# Spicing up My Kindle Cover



## cherokeelady14 (Feb 12, 2010)

So, I got my Kindle cover, and skin, and I'm SO pleased with this skin,from Decalgirl, http://www.decalgirl.com/item.view/32785 that I want to jazz up my Kindle cover now. Its a very nice, very real, leather cover with card inserts on the left side to double as a wallet, and lovely straps on the corners to keep it nice and tight. It bends backward beautifully. BUT its boring. Very boring, very blue. My mom says I look like a (no offense at all meant) Bible salesman. I was thinking about ways to make it pretty. I wondered if anyone has ideas. I thought maybe scrapbooking stickers. They seem quite durable, and are creative looking, and cheap.
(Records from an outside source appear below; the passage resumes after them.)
PR #1143, opened 2019-04-09
fix(lang): make Program.Start start execution synchronously

wolffcm:
If an error occurred when setting up execution state, it would not be reported.  This
was causing a test to fail for a query like `from(bucket:"non-existent")`.
The call the `Execute` just walks the plan, creates the execution state, and returns, allowing
query execution to continue asynchronously, so it's okay to start execution synchronously to allow
errors to be reported.

Fixes influxdata/idpe#3073.

### Done checklist
- [ ] docs/SPEC.md updated
- [ ] Test cases written

### DIFF
--- a/lang/compiler.go
+++ b/lang/compiler.go
@@ -12,6 +12,7 @@ import (
 	"github.com/influxdata/flux/memory"
 	"github.com/influxdata/flux/plan"
 	"github.com/pkg/errors"
+	"go.uber.org/zap"
 )
 
 const (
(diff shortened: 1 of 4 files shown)


jsternberg:
I'm rereviewing. I misread the pull request.

lang/compiler.go
```diff
@@ -215,37 +215,30 @@ type Program struct {
...
-	}
-	q.wg.Add(1)
-	go p.run(ctx, q)
-	return q, nil
-}
-
-func (p *Program) run(ctx context.Context, q *query) {
-	defer q.wg.Done()
-	defer close(q.results)
+	q := NewQuery(alloc, cancel)
```
jsternberg: I would like it if we didn't publicly expose the implementation of query here so can we revert this section back to what it was?

wolffcm: You're right.  I'll revert it.

PR #1152, opened 2019-04-11
Merge master into refactor/private-spec

wolffcm:
### Done checklist
- [ ] docs/SPEC.md updated
- [ ] Test cases written

### DIFF
--- a/examples/library/README.md
+++ b/examples/library/README.md
@@ -1,0 +1,39 @@
+# Flux as a Library Example
+
+This folder contains a [main.go](main.go) file that shows how flux can be used as a library in your programs.
+
+## Components
+
+The main components you need are:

I can't afford the $75 of an Oberon, and (again, no offense intended at all) they aren't exactly to my taste either.


----------



## pomlover2586 (Feb 14, 2009)

Well stickers of any kind would be cool- I've also seen one person do a "puff" paint design......looked good- not sure about real long term durability.


----------



## DD (Nov 9, 2008)

I remember someone on the boards embellished a cover with rhinestones.


----------



## Patrizia (Oct 29, 2008)

any idea who that was, I would love to see that photo


----------



## Carol Collett (Oct 4, 2009)

Love that skin. Scrapbooking stickers sounds like a cool idea. If you do beadwork or know someone who does, a bead embroidered piece might be nice.
Would love to see pix of whatever you decide to do.


----------



## lisa.m (May 6, 2009)

There was someone who embossed her sister's cover. She did a fantastic job, very unique.


----------



## hsuthard (Jan 6, 2010)

I was going to suggest leather stamping, the other ideas here are good, too. The rhinestones would be easy to do, too. Go to the craft store and I'm sure you'll get some good ideas, I could get stuck there for days looking at stuff.


----------



## cheerio (May 16, 2009)

lisa.m said:


> There was someone who embossed her sister's cover. She did a fantastic job, very unique.


That sounds like a great idea


----------



## DD (Nov 9, 2008)

Patrizia said:


> any idea who that was, I would love to see that photo


Gee, it's been a while ago, Patrizia. I don't remember. I did a search and couldn't find the post I'm thinking of. Maybe someone else would remember it. I think it was sprays of stones on a M-edge cover - very bling bling.


----------



## Meemo (Oct 27, 2008)

Stickers could work - and be easily removable. Rub-on transfers would look a little nicer, but be more permanent (something like a monogram could be really nice).

You could also get a decalgirl for a different device (something that's maybe a plain rectangle - like the back of an iPod Touch and that's only $7.99) 








that coordinates with your cover color and use that - I saw someone use their back Kindle cover on their M-edge cover.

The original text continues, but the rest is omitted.